Kaya Mehmet Gungor, Mavili Ertugrul, Dogdu Orhan, Dogan Ali, Inanc Tugrul, Baykan Ali
Department of Cardiology, Erciyes University School of Medicine, Kayseri, Turkey.
Cardiovasc Revasc Med. 2010 Jul-Sep;11(3):186-8. doi: 10.1016/j.carrev.2008.09.003.

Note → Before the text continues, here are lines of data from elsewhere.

PR #84, opened 2016-07-15
Flesh out the Composer.json with more details

danielbachhuber:

PR #95, opened 2016-07-18
First pass at Behat integration tests for Solr Power

### LINKED ISSUE #79: Use Behat to test Solr Power on Pantheon
On a couple other Pantheon plugins now, we're using Behat to verify the plugin works as expected on Pantheon (e.g. https://github.com/pantheon-systems/wp-redis/pull/103). It would be cool if Solr Power did this too.

At a high-level, here's how it works:

* We're using Circle (in addition to Travis) to automate the creation and destruction of a Pantheon environment for an existing Pantheon site. In accordance to our existing naming scheme, you'd use `solr-power` as the site name.
* `bin/behat-prepare.sh` creates the environment, pushes the current plugin copy up, activates it, and performs any other configuration steps needed.
* `bin/behat-test.sh` runs the Behat tests against the created environment
* `bin/behat-cleanup.sh` removes the environment after the tests are done running.

You can likely copy and lightly modify most of the referenced pull request. I'd be keen to get your input on the documentation, and implementation generally.

cc @stevector

danielbachhuber:
See #79

### DIFF
--- a/circle.yml
+++ b/circle.yml
@@ -1,0 +1,28 @@
+machine:
+  php:
+    # https://circleci.com/docs/environment#php
+    version: 5.6.22
+  environment:
+    TERMINUS_ENV: ci-$CIRCLE_BUILD_NUM
+    TERMINUS_SITE: solr-power
+
+dependencies:
+  cache_directories:
+    - ~/.composer/cache
+  pre:
+    # Set the PHP timezone so that Behat script does not fail.
+    # Using > instead of >> will overwrite the file and disable xdebug.
+    # xdebug makes composer slower.
+    - echo "date.timezone = 'US/Central'"  >  /opt/circleci/php/5.6.22/etc/conf.d/xdebug.ini
+  override:
+    - composer global require pantheon-systems/terminus
+    - composer install
+    - terminus auth login --machine-token=$TERMINUS_TOKEN
+
+test:
+  pre:
+    - ./bin/behat-prepare.sh
+  override:
+    - ./bin/behat-test.sh
+  post:
+    - ./bin/behat-cleanup.sh
--- a/circle.yml
+++ b/circle.yml
@@ -16,12 +16,14 @@ dependencies:
     - echo "date.timezone = 'US/Central'"  >  /opt/circleci/php/5.6.22/etc/conf.d/xdebug.ini
   override:
     - composer global require pantheon-systems/terminus
-    - composer install
     - terminus auth login --machine-token=$TERMINUS_TOKEN
 
 test:
   pre:
     - ./bin/behat-prepare.sh
+    # Only run after the current directory has been deployed to Pantheon
+    # See https://github.com/pantheon-systems/solr-power/issues/72#issuecomment-234073642
+    - composer install
   override:
     - ./bin/behat-test.sh
   post:
--- a/behat.yml
+++ b/behat.yml
@@ -1,0 +1,12 @@
+# behat.yml
+default:
+  suites:
+    default:
+      paths:
+        - tests/behat
+      contexts:
+        - Behat\MinkExtension\Context\MinkContext
+  extensions:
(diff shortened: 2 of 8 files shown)


danielbachhuber:
#84 is going to conflict with this PR's dependencies, so I haven't added them yet.

danielbachhuber:
@stevector This is ready for a review. Note: I didn't commit the changes to the `/vendor/` directory. Not sure what we want to do there.

circle.yml
```diff
@@ -0,0 +1,28 @@
...
+    - composer install
+    - terminus auth login --machine-token=$TERMINUS_TOKEN
+
+test:
+  pre:
+    - ./bin/behat-prepare.sh
+  override:
+    - ./bin/behat-test.sh
+  post:
+    - ./bin/behat-cleanup.sh
```
stevector: @danielbachhuber Can you comment this out until tests are passing?

danielbachhuber: Here's the source of the failure:

image

What should we do about the vendor directory generally?

circle.yml
```diff
@@ -0,0 +1,28 @@
+machine:
+  php:
+    # https://circleci.com/docs/environment#php
+    version: 5.6.22
```
stevector: I found in some other repos that PHP 7 inside Circle and prestissimo make build slightly faster: https://github.com/pantheon-systems/search_api_pantheon/pull/25/files

circle.yml
stevector: From our meeting yesterday with @ataylorme we agreed to that the ideal set up for the vendor dir would be:

- No vendor directory in github.
- Treat wordpress.org's SVN as a repository of build artifacts that would include the full vendor directory.
- Some degree of automation sending build artifacts to SVN in response to tags on github.

However, right now our master branch here on github does have the vendor directory fully committed. I think for the scope of this PR we should not be changing anything related to the vendor directory unless we have to. The initial PR should simply automate (what I assume is) an already functional set of install instructions.

Having never installed this plugin myself, I'm not certain if this failure is because something in the vendor directory needs to change or something in the set up script needs to change.

circle.yml
danielbachhuber: > I found in some other repos that PHP 7 inside Circle and prestissimo make build slightly faster:

Huh. Because Composer is faster?

stevector: Yes, prestissimo makes composer faster by doing downloads in parallel. PHP7 should make all PHP-based scripts faster, Composer and Terminus.

circle.yml
danielbachhuber: > Treat wordpress.org's SVN as a repository of build artifacts that would include the full vendor directory.

How do we accommodate the fact that some dependencies are only for testing (e.g. development), and don't make sense in the final build artifact?

> Having never installed this plugin myself, I'm not certain if this failure is because something in the vendor directory needs to change or something in the set up script needs to change.

@ataylorme Mind taking a look at this failure and weighing in with your thoughts?

stevector: > How do we accommodate the fact that some dependencies are only for testing (e.g. development), and don't make sense in the final build artifact?

We use Composer's distinction between `require` and `require-dev`. When building for SVN we would use `composer install --no-dev`

danielbachhuber:
@stevector @ataylorme Fixed this up. Could I get a #reviewmerge so I can move on, and we can fix the failed builds on the other PRs?

ataylorme:
> @stevector @ataylorme Fixed this up. Could I get a #reviewmerge so I can move on, and we can fix the failed builds on the other PRs?

@danielbachhuber Thanks for this. The tests in `tests/behat/solr-power.feature` look good to me and I verify they passed on CircleCI.

Once we merge the facet widget we will want to expand tests to include indexing and searching for results but that's more of a would like to have.

The current checks that the plugin is loaded by visiting the options page and that Solr is available are good for now.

We report the case of a 38-year-old man with a long-standing history of a small ventricular septal defect presented with chest pain. Electrocardiography revealed sinus rhythm, ST-segment elevation in leads V1-6. The chest X-ray showed mild cardiomegaly. He underwent cardiac catheterisation laboratory to primary coronary angioplasty. Coronary angiography showed normal coronary arteries. Aortic root angiography revealed type A aortic dissection. Transthoracic and transesophageal echocardiography showed aortic dissection in ascending aorta and a perimembranous ventricular septal defect. Thoracoabdominal CT angiography confirmed the aortic dissection before the surgery. The patient underwent cardiac surgery immediately. The ventricular septal defect and aortic dissection were repaired successfully. The postoperative recovery was uneventful and he has thus far remained asymptomatic at 6 months' follow-up.
我们报告一例38岁男性病例,该患者有长期小型室间隔缺损病史,现出现胸痛症状。心电图显示窦性心律,V1 - 6导联ST段抬高。胸部X线显示轻度心脏扩大。他接受了心脏导管实验室检查及急诊冠状动脉血管成形术。冠状动脉造影显示冠状动脉正常。主动脉根部造影显示A型主动脉夹层。经胸和经食管超声心动图显示升主动脉夹层和膜周部室间隔缺损。胸腹CT血管造影在手术前证实了主动脉夹层。患者立即接受了心脏手术。室间隔缺损和主动脉夹层均成功修复。术后恢复顺利,在6个月的随访中他至今仍无症状。